--- What the exercise asks ---
Which lines of the records contain "library"? Collect every one of them.

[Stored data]
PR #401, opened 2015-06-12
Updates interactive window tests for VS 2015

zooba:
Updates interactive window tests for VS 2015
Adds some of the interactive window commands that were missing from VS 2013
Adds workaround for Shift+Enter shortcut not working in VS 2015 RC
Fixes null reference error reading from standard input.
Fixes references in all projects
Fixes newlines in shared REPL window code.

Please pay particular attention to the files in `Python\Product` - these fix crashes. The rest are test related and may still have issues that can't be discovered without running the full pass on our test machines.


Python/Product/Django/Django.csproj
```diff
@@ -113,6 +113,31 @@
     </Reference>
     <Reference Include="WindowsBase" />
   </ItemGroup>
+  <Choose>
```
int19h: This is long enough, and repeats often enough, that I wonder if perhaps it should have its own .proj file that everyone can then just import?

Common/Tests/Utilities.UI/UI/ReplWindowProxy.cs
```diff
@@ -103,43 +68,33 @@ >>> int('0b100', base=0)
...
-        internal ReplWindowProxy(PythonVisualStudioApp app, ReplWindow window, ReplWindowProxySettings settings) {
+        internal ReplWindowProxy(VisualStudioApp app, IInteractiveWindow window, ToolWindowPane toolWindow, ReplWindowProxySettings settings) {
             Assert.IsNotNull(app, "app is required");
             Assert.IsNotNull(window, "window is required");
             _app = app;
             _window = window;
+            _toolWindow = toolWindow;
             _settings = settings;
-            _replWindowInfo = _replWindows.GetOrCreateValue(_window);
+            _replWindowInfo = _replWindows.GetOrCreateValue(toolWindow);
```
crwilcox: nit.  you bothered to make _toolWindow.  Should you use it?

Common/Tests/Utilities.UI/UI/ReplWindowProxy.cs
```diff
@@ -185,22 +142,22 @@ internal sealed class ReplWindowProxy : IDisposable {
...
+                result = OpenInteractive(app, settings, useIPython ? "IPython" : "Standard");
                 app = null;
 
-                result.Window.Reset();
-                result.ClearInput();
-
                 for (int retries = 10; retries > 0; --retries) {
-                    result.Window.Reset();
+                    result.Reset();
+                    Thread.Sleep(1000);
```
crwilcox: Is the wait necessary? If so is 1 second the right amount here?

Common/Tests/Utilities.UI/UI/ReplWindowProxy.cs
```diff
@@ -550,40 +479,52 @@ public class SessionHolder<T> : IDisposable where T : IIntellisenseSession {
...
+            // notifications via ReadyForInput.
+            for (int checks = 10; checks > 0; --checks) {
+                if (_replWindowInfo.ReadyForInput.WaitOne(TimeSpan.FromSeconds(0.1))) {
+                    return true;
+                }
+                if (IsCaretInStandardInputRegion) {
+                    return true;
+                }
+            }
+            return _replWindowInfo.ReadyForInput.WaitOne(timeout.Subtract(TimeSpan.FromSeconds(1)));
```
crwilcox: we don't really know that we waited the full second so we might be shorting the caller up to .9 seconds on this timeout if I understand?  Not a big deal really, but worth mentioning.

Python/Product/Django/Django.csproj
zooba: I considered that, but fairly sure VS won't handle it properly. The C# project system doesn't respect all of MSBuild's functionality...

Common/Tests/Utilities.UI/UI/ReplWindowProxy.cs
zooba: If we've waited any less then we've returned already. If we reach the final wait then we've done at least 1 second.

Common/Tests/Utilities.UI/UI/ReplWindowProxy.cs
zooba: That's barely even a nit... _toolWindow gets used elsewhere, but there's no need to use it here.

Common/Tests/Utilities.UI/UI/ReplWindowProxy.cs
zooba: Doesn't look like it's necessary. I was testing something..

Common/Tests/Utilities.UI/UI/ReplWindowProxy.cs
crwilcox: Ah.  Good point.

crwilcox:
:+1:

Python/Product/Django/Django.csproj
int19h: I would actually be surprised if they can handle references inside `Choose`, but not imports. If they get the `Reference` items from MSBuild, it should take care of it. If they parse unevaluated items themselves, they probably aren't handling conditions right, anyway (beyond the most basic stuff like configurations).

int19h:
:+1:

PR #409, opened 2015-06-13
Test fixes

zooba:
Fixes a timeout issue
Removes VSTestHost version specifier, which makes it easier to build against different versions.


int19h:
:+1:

--

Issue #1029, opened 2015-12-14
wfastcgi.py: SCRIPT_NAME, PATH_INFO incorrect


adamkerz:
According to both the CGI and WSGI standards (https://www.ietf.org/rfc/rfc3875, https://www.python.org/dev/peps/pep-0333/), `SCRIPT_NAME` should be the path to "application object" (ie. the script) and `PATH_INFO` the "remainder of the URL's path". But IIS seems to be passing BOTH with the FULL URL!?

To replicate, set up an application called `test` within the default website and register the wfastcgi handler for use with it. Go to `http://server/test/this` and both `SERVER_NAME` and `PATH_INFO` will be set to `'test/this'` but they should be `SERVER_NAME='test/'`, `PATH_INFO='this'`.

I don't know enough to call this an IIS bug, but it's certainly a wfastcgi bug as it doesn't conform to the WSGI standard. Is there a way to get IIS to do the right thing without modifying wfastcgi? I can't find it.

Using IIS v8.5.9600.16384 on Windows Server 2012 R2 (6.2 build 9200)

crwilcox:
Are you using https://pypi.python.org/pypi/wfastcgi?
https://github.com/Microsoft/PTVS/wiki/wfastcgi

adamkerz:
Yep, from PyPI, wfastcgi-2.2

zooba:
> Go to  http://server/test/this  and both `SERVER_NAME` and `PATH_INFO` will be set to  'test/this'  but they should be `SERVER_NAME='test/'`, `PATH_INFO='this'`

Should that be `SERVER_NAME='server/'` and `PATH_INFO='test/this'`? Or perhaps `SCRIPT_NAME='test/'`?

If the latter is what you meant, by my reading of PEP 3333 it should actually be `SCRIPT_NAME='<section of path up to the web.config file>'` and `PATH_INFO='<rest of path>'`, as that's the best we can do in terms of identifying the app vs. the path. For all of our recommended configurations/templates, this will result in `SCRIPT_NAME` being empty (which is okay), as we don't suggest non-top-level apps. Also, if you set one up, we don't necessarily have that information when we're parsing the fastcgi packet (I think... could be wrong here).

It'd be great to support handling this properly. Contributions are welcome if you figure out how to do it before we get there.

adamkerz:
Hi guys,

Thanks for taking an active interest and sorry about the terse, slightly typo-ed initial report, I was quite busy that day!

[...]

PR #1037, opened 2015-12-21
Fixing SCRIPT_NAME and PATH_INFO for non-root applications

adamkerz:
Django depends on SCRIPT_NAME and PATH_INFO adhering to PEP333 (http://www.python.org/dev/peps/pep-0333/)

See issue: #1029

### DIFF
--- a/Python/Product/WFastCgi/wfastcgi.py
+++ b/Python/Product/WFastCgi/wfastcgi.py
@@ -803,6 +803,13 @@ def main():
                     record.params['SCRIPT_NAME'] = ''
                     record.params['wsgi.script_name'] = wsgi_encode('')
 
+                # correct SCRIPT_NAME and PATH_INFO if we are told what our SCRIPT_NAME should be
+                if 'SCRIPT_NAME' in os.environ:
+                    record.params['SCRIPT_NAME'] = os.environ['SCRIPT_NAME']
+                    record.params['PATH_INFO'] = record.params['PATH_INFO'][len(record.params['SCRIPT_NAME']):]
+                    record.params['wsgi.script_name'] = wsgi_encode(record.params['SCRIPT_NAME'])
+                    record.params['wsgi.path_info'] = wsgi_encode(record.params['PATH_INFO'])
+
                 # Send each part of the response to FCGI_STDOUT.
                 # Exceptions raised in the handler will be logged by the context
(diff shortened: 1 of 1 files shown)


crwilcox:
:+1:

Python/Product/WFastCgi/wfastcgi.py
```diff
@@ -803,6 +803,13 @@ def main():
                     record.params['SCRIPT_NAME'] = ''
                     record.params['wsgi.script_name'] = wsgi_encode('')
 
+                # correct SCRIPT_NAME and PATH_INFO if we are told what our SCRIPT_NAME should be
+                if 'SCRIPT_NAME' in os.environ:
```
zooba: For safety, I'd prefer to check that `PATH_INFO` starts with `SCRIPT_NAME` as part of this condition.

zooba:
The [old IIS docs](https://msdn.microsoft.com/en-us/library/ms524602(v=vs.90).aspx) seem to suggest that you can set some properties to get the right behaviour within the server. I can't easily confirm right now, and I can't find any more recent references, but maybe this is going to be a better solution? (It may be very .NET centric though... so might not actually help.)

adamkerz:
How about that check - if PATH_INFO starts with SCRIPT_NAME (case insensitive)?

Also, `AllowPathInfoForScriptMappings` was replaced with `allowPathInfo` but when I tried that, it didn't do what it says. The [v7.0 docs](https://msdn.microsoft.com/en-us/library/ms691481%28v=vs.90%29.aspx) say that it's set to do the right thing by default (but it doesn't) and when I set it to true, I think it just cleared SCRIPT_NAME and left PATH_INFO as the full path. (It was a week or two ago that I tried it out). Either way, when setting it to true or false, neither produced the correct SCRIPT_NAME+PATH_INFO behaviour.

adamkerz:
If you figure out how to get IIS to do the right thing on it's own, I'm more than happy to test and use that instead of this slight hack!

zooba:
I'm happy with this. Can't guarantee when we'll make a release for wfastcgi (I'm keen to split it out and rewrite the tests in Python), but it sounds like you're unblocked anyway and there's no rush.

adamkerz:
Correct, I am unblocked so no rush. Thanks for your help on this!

--- Task result ---
The [old IIS docs](https://msdn.microsoft.com/en-us/library/ms524602(v=vs.90).aspx) seem to suggest that you can set some properties to get the right behaviour within the server. I can't easily confirm right now, and I can't find any more recent references, but maybe this is going to be a better solution? (It may be very .NET centric though... so might not actually help.)
Also, `AllowPathInfoForScriptMappings` was replaced with `allowPathInfo` but when I tried that, it didn't do what it says. The [v7.0 docs](https://msdn.microsoft.com/en-us/library/ms691481%28v=vs.90%29.aspx) say that it's set to do the right thing by default (but it doesn't) and when I set it to true, I think it just cleared SCRIPT_NAME and left PATH_INFO as the full path. (It was a week or two ago that I tried it out). Either way, when setting it to true or false, neither produced the correct SCRIPT_NAME+PATH_INFO behaviour.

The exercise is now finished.